If you are reading about Kubernetes or learning about it you should already be familiar with the Kubectl command. If not completely but somewhere at basic level maybe. Kubernetes is an open-sourced tool which is originally developed by Google and used for automatic deployment and auto-scaling the containerized applications. In this post we will read about kubectl and how it is use to manage Kubernetes cluster.

What is kubectl?

It is a powerful command line tool that is used for running commands against Kubernetes clusters. It interacts with the Kubernetes API and its shared state to deploy and manage applications on the Kubernetes cluster.

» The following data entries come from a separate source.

PR #527, opened 2022-07-26
Prevent dired from reusing embark-export-dired buffer

OkamiW:
Assume you narrow files inside directory ~/.emacs.d, and export the
completion candidates to embark, embark will create a dired
buffer(using dired-noselect) to display them.

The problem is, dired will reuse buffer whenever possible.
If you go to ~/.emacs.d again later, the narrowed buffer will show up,
instead of the full content under ~/.emacs.d...

A quick work around is to unset dired-directory, then
dired-find-buffer-nocreate won't reuse this buffer.

### DIFF
--- a/embark.el
+++ b/embark.el
@@ -3223,6 +3223,7 @@ PRED is a predicate function used to filter the items."
                      (mapcar (lambda (file) (string-remove-prefix dir file))
                              files)))))
     (with-current-buffer buf
+      (setq-local dired-directory nil)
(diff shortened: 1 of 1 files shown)


oantolin:
Hi, sorry for not getting to this earlier. There is something I don't understand about this code: according to the source code of `dired-internal-noselect` the buffer only gets reused if the `dir-or-list` argument is a string, since embark calls it with a list argument, it should not be reusing the buffer anyway.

How to install and setup kubectl?

There are various ways to install kubectl to your system. One by downloading binary to your OS and make it executable and install it(specifially for windows). The other way is to clone the source code from Github and build the tool using source for reference you can check Readme file. The most preferred and easy way to do this is to download a ready binary file and execute it to install it into your system.

Let’s see how to install kubectl from binary on different OS

  • Firstly, we need to set up Kubernetes cluster that can be easily done using http://stakater.com
  • If you are on Mac or Linux you need to install tools like wget and curl.
  • It would be great if you have a basic knowledge about commands like mv, chmod, curl, export.

Following are the steps to install the latest release of kubectl, this covers installation for Linux, MacOs and windows.

Linux and MacOS:

Download kubectl binary

curl -LO https://storage.googleapis.com/kubernetes-release/release/`curl -s https://storage.googleapis.com/kubernetes-release/release/stable.txt`/bin/darwin/amd64/kubectl

Move the binary to /usr/local/bin/ directory and make it executable.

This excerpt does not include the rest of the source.